Non-perturbative analytical diagonalization of Hamiltonians with application to ZZ-coupling suppression and enhancement in circuit-QED

Deriving effective Hamiltonian models plays an essential role in many quantum control and engineering problems. In this talk, we present two symbolic methods for effectively eliminating auxiliary space: the Non-perturbative Analytical Diagonalization (NPAD) and the Recursive Schrieffer-Wolff Transformation (RSWT). While NPAD makes use of the Jacobi iteration and works without the assumption of perturbation, RSWT takes advantage of the recursive structure and avoids the exponentially increasing number of terms in high-order perturbation. Both methods consist of elementary expressions and can be easily automated to obtain closed-form expressions. This opens the possibility for fast operations using adiabatic techniques such as DRAG and STA beyond the perturbative regime.

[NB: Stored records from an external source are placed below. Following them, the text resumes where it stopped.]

PR #63, opened 2017-09-05
binder link fix

choldgraf:
This fixes the link so it works w/ new binder...the requirements etc didn't need to change at all.


maartenbreddels:
Thanks! The travis failure is unrelated.

PR #65, opened 2017-09-07
adding docstring for animation

choldgraf:
adds an extra sentence to a few of your docstrings...lemme know if you'd like a different wording or something

### DIFF
--- a/ipyvolume/pylab.py
+++ b/ipyvolume/pylab.py
@@ -25,6 +25,8 @@ def _docsubst(f):
     f.__doc__ = f.__doc__.format(**_doc_snippets)
     return f
 
+_seq_sn = "If an (S, N) array, the first dimension will be used for frames in an animation."
+_seq_snm = "If an (S, N, M) array, the first dimension will be used for frames in an animation."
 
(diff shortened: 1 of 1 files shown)


maartenbreddels:
Thanks for attacking this.
My 'plan' was to add the snippet `(can be a sequence)`, and somewhere on the top explain that this can be an animation, but that is too abstract and requires you to read more than just that docstring, which is bad. What about:
```
numpy array of shape (N,) or (S, N) with x positions, when of shape (S, N), the first dimension will be used for frames in an animation.
```
And similar for the rest?

choldgraf:
sounds fine to me - that's pretty close to the wording I've got here as well. I'll use your wording, though will use a period in between the first part of the docstring and this part so that it's a little more modular...cool?

maartenbreddels:
yeah, basically remove the 'can be a sequence', and then I'll trust you on the proper language 👍

choldgraf:
ok so how is this?

maartenbreddels:
Excellent, thanks 👍

choldgraf:
woo!

PR #86, opened 2017-11-25
Mesh generation speed

xavArtley:
Modifcation of the function to create triangles and lines of mesh plots
Mesh creation is 100x more quick
mesh_2000x2000

### DIFF
--- a/README.md
+++ b/README.md
@@ -75,10 +75,8 @@ Or with anaconda/conda:
 
 For a development installation (requires npm),
 
-    $ git clone https://github.com/maartenbreddels/ipyvolume.git	
-    $ cd ipyvolume/js
-	$ nmp install
-	$ cd ..
+    $ git clone https://github.com/maartenbreddels/ipyvolume.git
+    $ cd ipyvolume
     $ pip install -e .
     $ jupyter nbextension install --py --symlink --sys-prefix ipyvolume
     $ jupyter nbextension enable --py --sys-prefix ipyvolume
--- a/README.md
+++ b/README.md
@@ -75,8 +75,10 @@ Or with anaconda/conda:
 
 For a development installation (requires npm),
 
-    $ git clone https://github.com/maartenbreddels/ipyvolume.git
-    $ cd ipyvolume
+    $ git clone https://github.com/maartenbreddels/ipyvolume.git	
+    $ cd ipyvolume/js
+	$ nmp install
+	$ cd ..
     $ pip install -e .
     $ jupyter nbextension install --py --symlink --sys-prefix ipyvolume
     $ jupyter nbextension enable --py --sys-prefix ipyvolume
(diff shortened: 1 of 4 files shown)


maartenbreddels:
Nice work, will look at this soon, I'll do a small review now.

README.md
```diff
@@ -75,8 +75,10 @@ Or with anaconda/conda:
 
 For a development installation (requires npm),
 
-    $ git clone https://github.com/maartenbreddels/ipyvolume.git
-    $ cd ipyvolume
+    $ git clone https://github.com/maartenbreddels/ipyvolume.git	
+    $ cd ipyvolume/js
+	$ nmp install
+	$ cd ..
```
maartenbreddels: No need to do the npm install manually, the setup.py should do this, or did it somehow give you issues?

ipyvolume/pylab.py
```diff
@@ -1007,3 +979,47 @@ def lasso(data, other=None, fig=fig):
                     if selected:
                         scatter.selected = selected
     fig.on_lasso(lasso)
+    
+
+
+def make_triangles_lines(x, y, z, wrapx=False, wrapy=False):
```
maartenbreddels: could you put a _ in front, so signal this as private api?

ipyvolume/pylab.py
```diff
@@ -1007,3 +979,47 @@ def lasso(data, other=None, fig=fig):
...
+    assert len(z.shape) == 2, "Array z must be 2 dimensional."
+    assert x.shape == y.shape, "Arrays x and y must have same shape."
+    assert y.shape == z.shape, "Arrays y and z must have same shape."
+    
+    nx, ny = x.shape
+
+    mx = nx if wrapx else nx - 1
+    my = ny if wrapy else ny - 1
+    
+    i, j = np.mgrid[0:mx, 0:my]
```
maartenbreddels: from this part on it's a bit difficult to follow, could you put in some inline comments to explain the idea? For instance give an example for nx,ny = (2,3) orso.

README.md
xavArtley: I really don't understand how npm and javascript works but when I tried to install using setup.py it failed.
I found this solution running npm before to create javascript lib before running setup

maartenbreddels: Ok, that is odd, could you open an issue for that and remove this part?

ipyvolume/pylab.py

To demonstrate their application, we studied the ZZ interaction of superconducting qubits. In a near-resonant regime, the algorithm produces an analytical expression for the effective ZZ interaction strength, with an improvement of at least one order of magnitude compared to neglecting the further detuned state. In a weak-dispersive regime, we calculated perturbative correction up to the 8th order and accurately identified a regime with suppressed ZZ interaction in a simple transmon-resonator-transmon model.